▸ **REQUIRED ACTION**
All of the records must be repeated exactly.

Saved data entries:
*** Begin section ***

PR #1032, opened 2024-03-13
point marketplace verify config to cloud run

mdibaiee:
Pointing marketplace verify to the correct endpoint in Cloud Run


travjenkins (approved):
Lgtm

*** End section ***

▸ **EXERCISE SOLUTION**
PR #1032, opened 2024-03-13
point marketplace verify config to cloud run

mdibaiee:
Pointing marketplace verify to the correct endpoint in Cloud Run


travjenkins (approved):
Lgtm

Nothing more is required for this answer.